Online research led her to prosopagnosia, a disorder first diagnosed in the 1940s. In Greek, prosopo means 'face' and agnosia means 'without knowledge.' But while the disorder was first found all those years ago, it wasn't until the 1990s, with the advent of advanced MRI scanning and an increased understanding of how the brain works, that researchers have been able to make headway into understanding this little-known disorder, which affects around 2 percent of the population.

Researchers Struggle

Marlene Behrmann, one of the world's leading researchers on the condition, is a psychology and cognitive neuroscience professor at Carnegie Mellon University. Her specialty is in the ways that the brain makes sense of what the eyes see.

"It seems fairly natural to them that this is how the world really is, and only when they're older and they realize that other people can do face recognition so effortlessly and so naturally does it dawn on them that there's something different about their own skills and their own abilities," she said.

In the last decade, there have been numerous scientific peer-reviewed papers on the underlying mechanisms that give rise to face recognition.

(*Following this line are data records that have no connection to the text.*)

PR #963, opened 2020-11-10
Introduce a Tiling Mode

andreasfelix:
#### Behavior

1. Similar to other tiling window managers a *Tiling-Mode*  can be activated by pressing <kbd>Super</kbd><kbd>Return</kbd>: This will show a tile preview for the current window, which can then be moved using <kbd>↑</kbd><kbd>←</kbd><kbd>↓</kbd><kbd>→</kbd>, <kbd>w</kbd><kbd>a</kbd><kbd>s</kbd><kbd>d</kbd>, <kbd>h</kbd><kbd>j</kbd><kbd>k</kbd><kbd>l</kbd> or the mouse. Pressing <kbd>Return</kbd> or <kbd>space</kbd> will confirm the current preview and will tile the window accordingly. (Windows can also be moved between multiple monitors)
2. In the future this mode could be complement with a *Window-Selection-Mode*: Here windows can be selected using the arrow keys (similar to the Multitasking view).
3. The grid can be changed by pressing the number keys when in *Tiling-Mode*. For example pressing <kbd>3</kbd><kbd>2</kbd> will set a 3 by 2 grid.
4. Inspired by the [latest blog post](https://blog.elementary.io/dark-style-progress/) I also added optional gaps, which can be toggled by pressing <kbd>g</kbd> when in tiling mode.
5. The <kbd>Drag</kbd><kbd>Ctrl</kbd> tile action of #595 is still available. But I consider to remove it as it just as convenient to press the <kbd>Super</kbd><kbd>Return</kbd> shortcut.

### DIFF
--- a/data/gala.gschema.xml
+++ b/data/gala.gschema.xml
@@ -105,6 +105,18 @@
 			<summary>Automatically move fullscreened windows to a new workspace</summary>
 			<description></description>
 		</key>
+    <key type="b" name="experimental-tiling-mode">
+      <!-- TODO: set to false before merging -->
+			<default>true</default> 
+			<summary>Toggle experimental tiling mode.</summary>
+			<description></description>
+		</key>
+    <!-- TODO: remove before merging -->
+    <key type="b" name="experimental-tiling-mode-shrink">
+			<default>false</default> 
+			<summary>Whether or not the window shrunk when entering tiling mode.</summary>
+			<description></description>
+		</key>
   </schema>
 
   <schema path="/org/pantheon/desktop/gala/keybindings/" id="org.pantheon.desktop.gala.keybindings">
@@ -145,6 +157,12 @@
     <key type="as" name="expose-all-windows">
       <default><![CDATA[['<Super>a']]]></default>
       <summary>Shortcut to open the window overview for all windows</summary>
+      <description></description>
+    </key>
+    <key type="as" name="tiling-mode">
+      <!-- <default><![CDATA[['<Control><Super>Left', '<Control><Super>Down', '<Control><Super>Up', '<Control><Super>Right']]]></default> -->
+      <default><![CDATA[['<Super>Return']]]></default>
+      <summary>Show pie menu.</summary>
       <description></description>
     </key>
     <key type="as" name="cycle-workspaces-next">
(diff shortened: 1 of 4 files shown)


ToxicDragon:
Please also add the pictures if you were to delete #595

jeremypw:
As the UX team is concerned that this is kind of a hack which is not true tiling, because Mutter does support tiling natively I am going to convert this to draft until the future of tiling in Mutter is clarified as until that point there is little point in reviewing this code.

andreasfelix:
The "hacky" part of this PR (the `calculate_tile_rect` function) is only 11 lines of code. Once mutter exposes an API for window tiling it should be pretty straightforward to replace this. IMO the limitation of the mutter API shouldn't be the reason to reject this PR. Of course there could be other valid reasons like that a tiling-mode could incoherent with the existing ux of elementary or something else. But as far as I see it, the amount of technical debt this PR introduces is really minimal.

andreasfelix:
Another solution could be just implement "real tiling" in gala itself. A tiling API seems very high level to me, so might not even a good idea to implement something like this mutter. IMO core libraries like mutter should only do the heavy lifting and expose composable low level APIs. There are different way to implement window tiling and implementing it in mutter takes some flexibility from the window managers built on top of it.

jeremypw:
Well, you need to get the UX team on board with the approach as this obviously has a major impact on UX.

jeremypw:
Its probably not a good time in the cycle to introduce a major change.

andreasfelix:
Agree, I didn't meant to push this in before the OS 6 release. Just in general: IMO when there are different ways to do something it shouldn't be implemented in the underlying library but in the application itself.

ToxicDragon:
See also the Microsoft Powertoys FancyZones tool that makes it possible to configure a custom grid for tiling (also per monitor). Something similar were really great for your presented tiling mode solution aswell! 

https://docs.microsoft.com/en-us/windows/powertoys/fancyzones

ToxicDragon:
@andreasfelix is there a way to try your solution e.g. as an application on e.g. elemtsry OS 6? I'd really like to try it and give feedback. I have a 4K OLED 48" screen and therefore a custom grid layout would really be good for work productivity.

PR #965, opened 2020-11-12
Code Style: Initialize Objects with Properties

andreasfelix:
Some files do not follow the [recommend elementary code style for initializing objects with properties](https://docs.elementary.io/develop/writing-apps/code-style#initialize-objects-with-properites).

I wrote a small Python script which finds all these cases and replaces them with the recommended code style. It could also be used for other repos.

##### Usage

`python codestyle.py <path/to/file.vala>` or `python codestyle.py <path/to/repo>`

<details><summary>codestyle.py</summary>
<p>

#### 
```python
from operator import itemgetter
from pathlib import Path
import regex

pattern = regex.compile(
    r"(?P<space>[ \t]*)(?P<init>[\w,.]+ (?P<name>\w+) = new [\w,.]+ \([^;]+);\n"
    r"(?:[ \t]*(?P=name).(?P<props>\w+\s?=\s?[^;]+);\n)+"
)


def replace(match):
    capturesdict = match.capturesdict()
    (space,), (init,), props = itemgetter("space", "init", "props")(capturesdict)
    props = ",\n".join(f"    {space}{prop}" for prop in props)
    return f"{space}{init} {{\n{props}\n{space}}};\n"


def cli():
    import sys

    if (path := Path(sys.argv[-1])).is_file() and path.suffix == ".vala":
        paths = [path]
    elif path.is_dir():
        paths = path.rglob("*.vala")
    else:
        print(f"'{path}' is not a valid vala file!")
        exit(-1)

    for path in paths:
        path.write_text(pattern.sub(replace, path.read_text()))


if __name__ == "__main__":
    cli()
```

</p>
</details>

### DIFF
--- a/src/NotificationStack.vala
+++ b/src/NotificationStack.vala
@@ -82,8 +82,9 @@ public class Gala.NotificationStack : Object {
             flip_transition.set_key_frames ({ 0.6 });
             flip_transition.set_values ({ -10.0 });
 
-            var entry = new Clutter.TransitionGroup ();
-            entry.duration = 400;
+            var entry = new Clutter.TransitionGroup () {
+                duration = 400
+            };
             entry.add_transition (opacity_transition);
             entry.add_transition (flip_transition);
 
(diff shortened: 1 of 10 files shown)


meisenzahl:
I wonder if the logic could be ported to https://github.com/vala-lang/vala-lint and made available with an option 🤔

fabiozaramella (approved):
Neat 🚀
I agree the script will be very useful for other repos too, thanks for that.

In Behrman's research on people born with the disorder and regular vision, she has found that the part of the brain that recognizes faces lit up normally when they saw a face. But for them, there are weak links between that part of the brain and other parts of their brain.

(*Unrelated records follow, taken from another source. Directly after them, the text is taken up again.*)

PR #968, opened 2020-11-16
pip: Remove deprecated Clutter.DragAction

davidmhewitt:
`Clutter.DragAction` is gone in mutter-7 (the version above what we're using in 6.0). Let's future proof ourselves and stop using it now.

Only affects the resize button/handle of the PiP plugin, so testing will need to focus around that.


tintou (approved):
Let's land this and deal with regressions later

Sometimes prosopagnosia doesn't manifest itself until later in life.

When Shawn Muzzey was 18, he was in a car accident that caused numerous injuries. He suffered a severe head injury and several subsequent strokes. Now 37, he has made strides in his recovery, but he has severe face-blindness.

"It's something that is hard to explain. Because when I look at somebody, if I look at you, I feel like if I walked down the street, I would know it's you. But whenever that happens, I realize that that's not the case. One way of explaining it is kind of like holding the picture in front of you and then taking it away. I have no recall of it. I can't take a mental pic of a person's face and store it in my head whenever I see them and match it up with a name," said Muzzey.

Muzzey's disorder is so severe that he can't even recognize his parents. He uses cues like their voices or remembering if they are wearing an unusual item of clothing.

It impacts his entire life.

There is some debate in the literature on the circuits in the brain that cause prosopagnosia. And there are variations in face-blindness. Those with autism sometimes have difficulty telling faces apart. People with some disorders lack emotional face recognition. Those with Alzheimer's also have a variation of face-blindness. But this type is unique, and a bit befuddling to researchers.

Marlene Berhmann said that the research so far is focused on what causes prosopagnosia and understanding it better, with the expectation that if they have a firm understanding of the problem and its neural basis, they might be able to devise better treatment strategies.